Created 06-24-2020 02:31 AM
Hi,
I need to setup a 5 node cluster with Hadoop 3.1.0 and Spark 2.4.5 . Someone recommended to use Ambari to do so. I checked Ambari but it seems Ambari can be used only to install HDP and latest HDP do not support Spark 2.4.5 version.
Please suggest in this aspect, what will be the best way to setup the required big data cluster.
Created 06-25-2020 02:03 AM
Hi,
Thanks for the reply the approach that you have shared as below, is not supported with HDP cluster.
"Can we install hadoop & spark 2.4.5 packages on multi node cluster without using hdp, ambari & cloudera"
So option here is to use the Spark 2.3.2 version that comes with HDP 3.1.5, we can also involve the technical support team of cloudera, if you are hitting any issue with the Spark 2.3.2.
Thanks and Regards,
Vikas Dadhich
Created on 06-25-2020 01:33 AM - edited 06-25-2020 01:34 AM
Hi,
Thanks for creating a new thread seems you need help to setup spark 2.4.5 with Ambari. As you already mentioned that HDP does not support the spark 2.4.5.
I agree, we do have latest HDP 3.1.5 at this moment that comes with the Apache Spark 2.3.2 for more information you can refer the link[1].
Also, installing the upstream component versions is not supported so we are very limited with the resources. Please follow the support matrix to use the supported configuration as mentioned under the link[2].
link[1]: https://docs.cloudera.com/HDPDocuments/HDP3/HDP-3.1.5/release-notes/content/comp_versions.html
link[2]: https://supportmatrix.hortonworks.com/
Thanks and Regards,
Vikas Dadhich
Created 06-25-2020 01:57 AM
Thanks for the reply. Can we install hadoop & spark 2.4.5 packages on multi node cluster without using hdp, ambari & cloudera ? We already have spark applications running on spark 2.4.5 version and we do not want to go back to backward versions. Even we are planning to upgrade them soon to spark 3 because of better delta lake compatibility.
If we install hadoop and spark packages manually on each node of the cluster, can there be any maintanance issues at later stage in production ?
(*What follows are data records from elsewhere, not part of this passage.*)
PR #176, opened 2021-01-29
Fix incorrect endpoint call

HopeBaron:


BartArys (approved):
We should think about finding a way to automate testing these REST calls sooner than later. Implementation is gonna be hit and miss until we do so.

HopeBaron:
I do believe so too. but what if we hit a rate limit just before acknowledging the interaction then the tests will fail for no reason as of the time being. especially that we already do other rest calls for other endpoints when it comes to testing.

Maybe if kordx.test becomes something sooner than later

PR #178, opened 2021-01-30
Do not throw when getting author member

BartArys:
Current implementation of `Message#getAuthorAsMember` throws when the message was not created in a guild. This change makes it return null instead, as it claims in the docs.


gdude2002 (approved):
Did this one line change need a review process?

HopeBaron (approved):

PR #179, opened 2021-01-30
Fix Groovy DSL example

DRSchlaubi:
The existing example doesn't actually work, because Groovy is dumb

```
Could not find method maven() for arguments [https://oss.sonatype.org/content/repositories/snapshots] on repository container of type org.gradle.api.internal.artifacts.dsl.DefaultRepositoryHandler.
```

### DIFF
--- a/README.md
+++ b/README.md
@@ -60,7 +60,7 @@ repositories {
     mavenCentral()
     // Kord Snapshots Repository (Optional):
     maven {
-        url = "https://oss.sonatype.org/content/repositories/snapshots"
+        url "https://oss.sonatype.org/content/repositories/snapshots"
     }
 
 }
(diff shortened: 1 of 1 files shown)


README.md
```diff
@@ -59,7 +59,9 @@ e.g: `0.7.x-SNAPSHOT`
 repositories {
     mavenCentral()
     // Kord Snapshots Repository (Optional):
-    maven("https://oss.sonatype.org/content/repositories/snapshots")
+    maven {
+        url = "https://oss.sonatype.org/content/repositories/snapshots"
```
BartArys, line 63:
```suggestion
        url "https://oss.sonatype.org/content/repositories/snapshots"
```

BartArys (changes requested):
Nice catch. While we're changing this anyway, could you drop the assignment operator to make this more idiomatic?

BartArys (approved):

PR #180, opened 2021-02-06
Make slash command builders inline

DRSchlaubi:


HopeBaron:
I've opened a branch that addresses some other *supposed to be* inline functions. Please address those before I or Bart make a review also thank you for doing it :clap:

DRSchlaubi:
If that branch already addresses the other issues why don't we merge that branch in this branch or vice versa?

rest/src/main/kotlin/builder/interaction/InteractionsBuilder.kt
```diff
@@ -206,7 +222,6 @@ class InteractionApplicationCommandCallbackDataBuilder {
             _content,
             _embeds.mapList { it.toRequest() },
             _allowedMentions.map { it.build() })
-            _flags
```
BartArys, line 209: This doesn't look right to me, why was this removed?

DRSchlaubi: because it doesn't do anything. It's just a call to the getter of _flags after the call to the constructor of `InteractionApplicationCommandCallbackData`
 
 ```kotlin
return InteractionApplicationCommandCallbackData(
            _tts,
            _content,
            _embeds.mapList { it.toRequest() },
            _allowedMentions.map { it.build() }) // this ) is the closing ) of the constructor call so the code returns here
            _flags
 ```
 
 So either I am dumb and pressed some weird key that moved this line or it was wrong from the beginning
 
Anyways intellij complained about it beeing unreachable code. I thought i somehow  put it there so i removed it

Probabbly it was supposed to be in the constructor in the beginning

BartArys: Yeah, that should have been inside the constructor call.

DRSchlaubi: There we go I now also fixed a bug

HopeBaron (approved):
Looks fine :+1:

PR #183, opened 2021-02-08
[WIP] remove redundant map structures

HopeBaron:
Remove maps structures and replace them with single values for interactions

Since there will be only one group, or subcommand at a time. However, options remain unchanged


BartArys (commented):
Should probably document what these properties actually are and when they are null. 
I also don't like how the user has to check for this:

```kotlin
if(group != null) //group subcommand
else if (subcommand != null) //subcommand
else //command itself invoked
```

But I'm not really sure how to get around that. The group thing sort of breaks any common hierarchy we can introduce.

HopeBaron:
```kt

fun Command.group(block: (Group) -> Unit) {
    group?.let { block(it) }
}
fun Command.subCommand(block: (SubCommand) -> Unit) {
    subCommand?.let { block(it) }
}
```
Something like this?

BartArys:
> Something like this?

Getting rid of the if statement is the least of the issues. The logic behind figuring out what's being invoked is just really bad.
1. The command is always present, so you can't know if it was invoked or not. A command is invoked only if no sub command or group is invoked.
2. subcommand and group can both be null, but only one of them can be present, this exhaustiveness is not apparent.
3. Just getting the invoked command would be pointless as well, the context of what you're dealing with is equally important considering command frameworks use the 'full qualified name' of an invoked command to identify it.

Figuring out what's being invoked looks more like a case of a sealed class to me: 
| invoked command | invoked direct sub command | invoked group sub command |

This gets rid of the awkward nulls, allows for a much simpler and better communicates the intention of the check:

```kotlin 
when(invocation) {
    is invoked command -> //
    is invoked direct sub command -> //
    is invoked group sub command -> //
}
```
(not commenting on the naming scheme of course)

HopeBaron:
in such a case, isn't introducing three interactions for each type considered a valid solution?

BartArys (approved):
This looks good, do try to be consistent with how you spell subcommand/sub-command though.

Created 06-25-2020 02:03 AM
Hi,
Thanks for the reply the approach that you have shared as below, is not supported with HDP cluster.
"Can we install hadoop & spark 2.4.5 packages on multi node cluster without using hdp, ambari & cloudera"
So option here is to use the Spark 2.3.2 version that comes with HDP 3.1.5, we can also involve the technical support team of cloudera, if you are hitting any issue with the Spark 2.3.2.
Thanks and Regards,
Vikas Dadhich
Created 06-25-2020 02:48 AM
I will check our spark 2.4.5 application code compatibility with spark 2.3.2 version. Is Ambari & HDP going to be discontinued in near future as part of cloudera and hortonworks merger going ? We need to plan our choice of softwares accordingly.